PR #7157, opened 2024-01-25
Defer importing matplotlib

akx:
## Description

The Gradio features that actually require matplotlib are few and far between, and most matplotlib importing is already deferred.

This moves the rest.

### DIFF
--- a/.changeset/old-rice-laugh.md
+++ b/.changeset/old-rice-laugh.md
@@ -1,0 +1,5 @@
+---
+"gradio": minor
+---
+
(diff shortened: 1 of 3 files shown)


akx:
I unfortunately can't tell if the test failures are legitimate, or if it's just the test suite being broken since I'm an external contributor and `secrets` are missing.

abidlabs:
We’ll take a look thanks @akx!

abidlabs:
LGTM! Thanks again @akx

* * *

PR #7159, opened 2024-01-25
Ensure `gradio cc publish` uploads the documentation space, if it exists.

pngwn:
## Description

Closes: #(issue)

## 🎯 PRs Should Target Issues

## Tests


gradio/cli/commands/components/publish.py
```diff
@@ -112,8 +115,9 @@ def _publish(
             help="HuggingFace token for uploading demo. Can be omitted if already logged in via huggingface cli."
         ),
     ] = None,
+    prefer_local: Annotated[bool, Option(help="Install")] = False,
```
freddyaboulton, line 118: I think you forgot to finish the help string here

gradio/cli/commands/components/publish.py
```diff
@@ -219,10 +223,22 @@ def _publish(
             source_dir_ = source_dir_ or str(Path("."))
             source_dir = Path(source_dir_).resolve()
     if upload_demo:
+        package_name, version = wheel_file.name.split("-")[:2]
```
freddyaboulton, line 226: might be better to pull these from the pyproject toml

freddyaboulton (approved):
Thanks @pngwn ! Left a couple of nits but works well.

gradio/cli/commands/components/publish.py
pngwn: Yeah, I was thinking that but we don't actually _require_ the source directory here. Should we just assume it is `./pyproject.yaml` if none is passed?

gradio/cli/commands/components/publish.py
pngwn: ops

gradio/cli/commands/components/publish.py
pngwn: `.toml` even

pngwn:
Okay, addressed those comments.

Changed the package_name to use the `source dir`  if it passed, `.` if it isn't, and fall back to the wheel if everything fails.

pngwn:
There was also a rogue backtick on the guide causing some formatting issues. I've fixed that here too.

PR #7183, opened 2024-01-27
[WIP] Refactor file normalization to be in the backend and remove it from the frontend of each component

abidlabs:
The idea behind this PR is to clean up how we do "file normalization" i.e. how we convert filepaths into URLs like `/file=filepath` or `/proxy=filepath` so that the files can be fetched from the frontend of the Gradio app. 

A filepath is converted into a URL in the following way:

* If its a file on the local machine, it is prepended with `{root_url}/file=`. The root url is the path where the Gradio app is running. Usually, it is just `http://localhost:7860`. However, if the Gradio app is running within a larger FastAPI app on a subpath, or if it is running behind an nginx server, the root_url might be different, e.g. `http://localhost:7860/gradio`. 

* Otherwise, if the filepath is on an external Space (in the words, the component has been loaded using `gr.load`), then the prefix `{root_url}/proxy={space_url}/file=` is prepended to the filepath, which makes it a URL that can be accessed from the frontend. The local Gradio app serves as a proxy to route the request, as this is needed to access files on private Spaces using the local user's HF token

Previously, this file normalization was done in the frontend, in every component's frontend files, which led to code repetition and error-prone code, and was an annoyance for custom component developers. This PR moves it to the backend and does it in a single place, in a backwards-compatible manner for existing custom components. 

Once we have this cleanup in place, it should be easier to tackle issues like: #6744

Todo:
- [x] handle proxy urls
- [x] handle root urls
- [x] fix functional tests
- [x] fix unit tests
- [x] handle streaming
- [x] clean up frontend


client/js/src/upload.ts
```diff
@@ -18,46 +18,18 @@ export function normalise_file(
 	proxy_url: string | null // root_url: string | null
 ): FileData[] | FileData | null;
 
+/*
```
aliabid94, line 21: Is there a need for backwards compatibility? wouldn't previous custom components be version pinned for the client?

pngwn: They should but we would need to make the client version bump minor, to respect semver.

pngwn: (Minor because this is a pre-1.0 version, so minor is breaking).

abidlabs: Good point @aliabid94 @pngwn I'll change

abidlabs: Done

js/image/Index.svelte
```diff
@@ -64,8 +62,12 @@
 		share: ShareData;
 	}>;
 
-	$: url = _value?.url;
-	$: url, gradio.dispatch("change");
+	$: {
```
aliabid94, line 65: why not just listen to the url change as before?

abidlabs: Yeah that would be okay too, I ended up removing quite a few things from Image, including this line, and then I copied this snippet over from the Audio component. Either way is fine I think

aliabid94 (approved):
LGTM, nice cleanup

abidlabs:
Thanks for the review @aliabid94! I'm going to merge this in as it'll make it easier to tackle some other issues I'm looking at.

:: What you should do ::
Out of the material above, output word for word the line with "This moves the rest.", the line with "LGTM! Thanks again @akx", and all lines between them, with nothing else.

:: Task answer ::
This moves the rest.

### DIFF
--- a/.changeset/old-rice-laugh.md
+++ b/.changeset/old-rice-laugh.md
@@ -1,0 +1,5 @@
+---
+"gradio": minor
+---
+
(diff shortened: 1 of 3 files shown)


akx:
I unfortunately can't tell if the test failures are legitimate, or if it's just the test suite being broken since I'm an external contributor and `secrets` are missing.

abidlabs:
We’ll take a look thanks @akx!

abidlabs:
LGTM! Thanks again @akx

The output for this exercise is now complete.